Starting with the opening line of the material, restate every line word for word, and end on the line containing "break anything _ideally_.".
START RECORDS PROVIDED
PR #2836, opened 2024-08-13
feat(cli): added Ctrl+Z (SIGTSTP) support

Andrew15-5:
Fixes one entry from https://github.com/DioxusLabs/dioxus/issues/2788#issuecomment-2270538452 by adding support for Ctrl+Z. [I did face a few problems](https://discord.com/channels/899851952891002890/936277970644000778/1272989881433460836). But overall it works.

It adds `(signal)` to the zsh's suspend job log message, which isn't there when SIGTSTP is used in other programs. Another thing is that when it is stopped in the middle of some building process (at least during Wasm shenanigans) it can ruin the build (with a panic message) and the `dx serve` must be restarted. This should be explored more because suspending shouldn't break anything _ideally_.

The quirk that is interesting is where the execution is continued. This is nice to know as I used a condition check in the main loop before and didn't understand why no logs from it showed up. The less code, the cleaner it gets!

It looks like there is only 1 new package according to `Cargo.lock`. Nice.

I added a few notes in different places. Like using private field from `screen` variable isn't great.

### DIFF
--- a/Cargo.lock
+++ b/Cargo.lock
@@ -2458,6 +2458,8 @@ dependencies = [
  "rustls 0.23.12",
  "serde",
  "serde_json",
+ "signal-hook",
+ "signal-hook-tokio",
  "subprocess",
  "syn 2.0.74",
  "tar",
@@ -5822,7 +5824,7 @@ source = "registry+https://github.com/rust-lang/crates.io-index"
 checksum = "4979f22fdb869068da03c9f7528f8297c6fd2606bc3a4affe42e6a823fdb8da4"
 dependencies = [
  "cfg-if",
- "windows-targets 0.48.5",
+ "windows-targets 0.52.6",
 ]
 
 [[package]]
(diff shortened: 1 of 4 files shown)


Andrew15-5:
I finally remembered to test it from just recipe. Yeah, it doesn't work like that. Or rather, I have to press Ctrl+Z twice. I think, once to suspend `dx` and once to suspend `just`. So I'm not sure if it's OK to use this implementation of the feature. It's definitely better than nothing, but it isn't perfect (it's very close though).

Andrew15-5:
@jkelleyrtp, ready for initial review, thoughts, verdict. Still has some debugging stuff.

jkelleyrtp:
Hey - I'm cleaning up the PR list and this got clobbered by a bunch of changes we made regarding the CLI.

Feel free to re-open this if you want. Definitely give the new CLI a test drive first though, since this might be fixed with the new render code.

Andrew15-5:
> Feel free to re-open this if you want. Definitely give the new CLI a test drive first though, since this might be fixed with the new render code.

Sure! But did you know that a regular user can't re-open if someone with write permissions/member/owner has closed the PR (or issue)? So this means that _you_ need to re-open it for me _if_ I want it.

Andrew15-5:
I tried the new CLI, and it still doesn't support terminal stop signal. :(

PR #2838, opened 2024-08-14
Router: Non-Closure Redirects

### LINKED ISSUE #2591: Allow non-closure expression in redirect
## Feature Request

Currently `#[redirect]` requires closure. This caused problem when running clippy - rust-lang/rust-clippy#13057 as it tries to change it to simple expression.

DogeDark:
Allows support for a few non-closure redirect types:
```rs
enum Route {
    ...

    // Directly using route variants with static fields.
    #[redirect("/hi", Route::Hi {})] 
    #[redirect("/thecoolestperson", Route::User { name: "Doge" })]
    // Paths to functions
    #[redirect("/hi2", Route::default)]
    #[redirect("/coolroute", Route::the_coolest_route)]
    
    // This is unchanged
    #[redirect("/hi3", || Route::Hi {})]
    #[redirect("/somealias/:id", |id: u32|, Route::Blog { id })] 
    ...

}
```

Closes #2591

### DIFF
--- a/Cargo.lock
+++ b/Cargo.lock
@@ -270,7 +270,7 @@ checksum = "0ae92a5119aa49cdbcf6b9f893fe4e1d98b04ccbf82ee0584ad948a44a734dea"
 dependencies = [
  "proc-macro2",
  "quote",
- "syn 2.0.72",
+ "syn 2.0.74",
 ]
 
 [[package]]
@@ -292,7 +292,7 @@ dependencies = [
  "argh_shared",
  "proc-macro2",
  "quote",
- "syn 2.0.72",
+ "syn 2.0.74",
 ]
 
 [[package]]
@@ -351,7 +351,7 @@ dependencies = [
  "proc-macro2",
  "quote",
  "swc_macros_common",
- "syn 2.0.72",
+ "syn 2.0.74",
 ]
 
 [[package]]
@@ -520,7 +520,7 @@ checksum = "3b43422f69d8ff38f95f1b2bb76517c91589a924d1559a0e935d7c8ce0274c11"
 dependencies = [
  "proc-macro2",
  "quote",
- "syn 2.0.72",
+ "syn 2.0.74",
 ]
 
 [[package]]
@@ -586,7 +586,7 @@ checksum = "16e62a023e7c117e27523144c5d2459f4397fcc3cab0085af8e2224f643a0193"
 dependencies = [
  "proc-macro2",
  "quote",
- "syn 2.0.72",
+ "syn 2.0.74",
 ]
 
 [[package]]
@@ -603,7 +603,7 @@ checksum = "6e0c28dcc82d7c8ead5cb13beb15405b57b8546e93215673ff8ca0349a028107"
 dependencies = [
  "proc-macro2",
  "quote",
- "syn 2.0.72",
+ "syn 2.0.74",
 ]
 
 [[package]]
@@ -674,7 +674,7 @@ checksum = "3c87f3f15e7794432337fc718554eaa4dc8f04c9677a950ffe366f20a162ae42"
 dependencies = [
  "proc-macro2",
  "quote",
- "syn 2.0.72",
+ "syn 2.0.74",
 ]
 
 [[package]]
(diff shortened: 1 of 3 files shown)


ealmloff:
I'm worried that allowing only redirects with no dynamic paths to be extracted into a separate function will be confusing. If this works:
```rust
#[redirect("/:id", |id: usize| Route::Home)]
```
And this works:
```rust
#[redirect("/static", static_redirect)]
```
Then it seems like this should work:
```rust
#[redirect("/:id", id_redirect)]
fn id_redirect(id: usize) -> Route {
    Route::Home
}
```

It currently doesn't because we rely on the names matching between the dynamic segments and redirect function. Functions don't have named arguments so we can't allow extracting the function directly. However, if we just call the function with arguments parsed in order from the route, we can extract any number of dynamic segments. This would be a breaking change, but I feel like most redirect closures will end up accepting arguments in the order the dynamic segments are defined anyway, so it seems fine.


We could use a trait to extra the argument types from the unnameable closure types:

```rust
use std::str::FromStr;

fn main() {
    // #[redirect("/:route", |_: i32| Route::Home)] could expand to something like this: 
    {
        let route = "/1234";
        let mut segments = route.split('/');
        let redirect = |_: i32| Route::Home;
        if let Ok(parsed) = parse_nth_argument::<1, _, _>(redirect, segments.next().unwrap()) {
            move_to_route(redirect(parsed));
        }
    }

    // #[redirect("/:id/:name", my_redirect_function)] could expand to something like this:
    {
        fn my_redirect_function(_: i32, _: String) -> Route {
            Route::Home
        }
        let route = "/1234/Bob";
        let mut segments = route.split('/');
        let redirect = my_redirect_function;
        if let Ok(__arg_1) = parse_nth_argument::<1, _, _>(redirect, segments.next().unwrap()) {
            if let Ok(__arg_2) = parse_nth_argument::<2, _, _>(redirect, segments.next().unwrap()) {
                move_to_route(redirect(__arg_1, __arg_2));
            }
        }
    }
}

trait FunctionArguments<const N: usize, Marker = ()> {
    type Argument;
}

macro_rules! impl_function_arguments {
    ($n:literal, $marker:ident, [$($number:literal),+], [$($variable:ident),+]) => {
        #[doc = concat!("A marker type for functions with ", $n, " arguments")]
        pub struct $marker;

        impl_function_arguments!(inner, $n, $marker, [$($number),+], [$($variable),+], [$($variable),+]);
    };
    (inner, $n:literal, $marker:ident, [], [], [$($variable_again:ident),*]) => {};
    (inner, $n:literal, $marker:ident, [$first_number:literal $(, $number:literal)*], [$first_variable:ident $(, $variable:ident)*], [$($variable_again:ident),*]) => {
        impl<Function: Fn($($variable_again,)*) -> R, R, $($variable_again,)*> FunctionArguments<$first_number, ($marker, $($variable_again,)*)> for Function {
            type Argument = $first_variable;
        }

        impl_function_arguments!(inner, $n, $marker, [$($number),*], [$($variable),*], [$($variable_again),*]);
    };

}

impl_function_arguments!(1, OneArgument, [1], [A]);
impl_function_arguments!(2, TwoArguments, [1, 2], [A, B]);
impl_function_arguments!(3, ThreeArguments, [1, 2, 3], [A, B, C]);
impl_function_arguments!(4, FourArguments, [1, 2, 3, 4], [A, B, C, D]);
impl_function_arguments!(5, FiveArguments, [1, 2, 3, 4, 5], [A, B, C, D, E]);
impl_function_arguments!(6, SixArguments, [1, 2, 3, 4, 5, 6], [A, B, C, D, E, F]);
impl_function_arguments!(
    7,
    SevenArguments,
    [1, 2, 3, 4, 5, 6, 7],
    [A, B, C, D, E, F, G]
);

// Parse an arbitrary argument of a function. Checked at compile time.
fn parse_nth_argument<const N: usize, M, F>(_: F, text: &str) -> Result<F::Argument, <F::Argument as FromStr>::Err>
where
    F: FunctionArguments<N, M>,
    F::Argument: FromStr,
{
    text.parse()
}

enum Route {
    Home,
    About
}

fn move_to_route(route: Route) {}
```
END RECORDS PROVIDED
## SOLVED EXERCISE
PR #2836, opened 2024-08-13
feat(cli): added Ctrl+Z (SIGTSTP) support

Andrew15-5:
Fixes one entry from https://github.com/DioxusLabs/dioxus/issues/2788#issuecomment-2270538452 by adding support for Ctrl+Z. [I did face a few problems](https://discord.com/channels/899851952891002890/936277970644000778/1272989881433460836). But overall it works.

It adds `(signal)` to the zsh's suspend job log message, which isn't there when SIGTSTP is used in other programs. Another thing is that when it is stopped in the middle of some building process (at least during Wasm shenanigans) it can ruin the build (with a panic message) and the `dx serve` must be restarted. This should be explored more because suspending shouldn't break anything _ideally_.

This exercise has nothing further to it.